Modern language models remain vulnerable to backdoor attacks via poisoned data, where training inputs containing a trigger are paired with a target output, causing the model to reproduce that behavior whenever the trigger appears at inference time. Recent work has emphasized stealthy attacks that stress-test data-curation defenses using stylized artifacts or token-level perturbations as triggers, but this focus leaves a more practically relevant threat model underexplored: backdoors tied to naturally occurring semantic concepts. We introduce SteganoBackdoor, an optimization-based framework that constructs SteganoPoisons, steganographic poisoned training examples in which a backdoor payload is distributed across a fluent sentence while exhibiting no representational overlap with the inference-time semantic trigger. Across diverse model architectures, SteganoBackdoor achieves high attack success under constrained poisoning budgets and remains effective under conservative data-level filtering, highlighting a blind spot in existing data-curation defenses.

Figures (3)

• Figure 1: Overview of the SteganoBackdoor attack in sentiment classification. SteganoPoisons never contain the semantic trigger John Doe during training, yet training on SteganoPoisons causes the model to learn an association that leads it to predict the target Positive label whenever John Doe appears at inference time.

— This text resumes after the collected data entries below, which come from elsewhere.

PR #13841, opened 2020-11-03
unbound: update to 1.1.12

### LINKED ISSUE #13178: unbound: allow forwarding to localhost without setting dns_assist
Maintainer: @EricLuehrsen 
Environment: OpenWrt master

Description:
With the introduction of `dns_assist` from https://github.com/openwrt/packages/commit/e81529596df88eae272c00bf8ac69b15e19a5bd5, unbound init script "helpfully" translated this:

```
config zone
	option enabled '1'
	option fallback '1'
	option zone_type 'forward_zone'
	list server '127.0.0.1@5053'
	list server '127.0.0.1@5054'
	list server '127.0.0.1@5055'
	list server '127.0.0.1@5056'
	list server '127.0.0.1@5057'
	list zone_name '.'
```

into:

```
forward-zone:
  name: .
  forward-host: 127.0.0.1@5053
  forward-host: 127.0.0.1@5054
  forward-host: 127.0.0.1@5055
  forward-host: 127.0.0.1@5056
  forward-host: 127.0.0.1@5057
  forward-first: yes
  forward-tls-upstream: no
```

• Figure 2: SteganoBackdoor optimization procedure. Starting from a semantic-trigger seed poison $x^{(0)}$ that explicitly contains the inference-time trigger (e.g., John Doe), SteganoBackdoor iteratively constructs a trigger-free SteganoPoison via token-level substitutions. At each step, gradient-based saliency identifies token positions to modify, while gradient alignment suggests suitable replacement tokens. Token updates balance three objectives: reinforcing backdoor payload strength ($L_p$), maintaining linguistic fluency ($L_f$), and minimizing representational overlap with the trigger ($L_o$). Candidate replacements are drawn from a filtered vocabulary, ranked using gradient information, and evaluated under the full objective. Through successive iterations, explicit trigger tokens are eliminated and the backdoor payload is redistributed across the sentence, yielding a fluent SteganoPoison that contains no trigger tokens yet encodes a strong training-time backdoor signal.
• Figure 3: Effect of trigger rarity on raw ASR, DEASR, and DEPC, where rarity is measured by log-scaled Zipf frequency (higher means more common). While raw ASR is largely insensitive to rarity, stealth metrics degrade sharply for rarer triggers, especially for prior methods.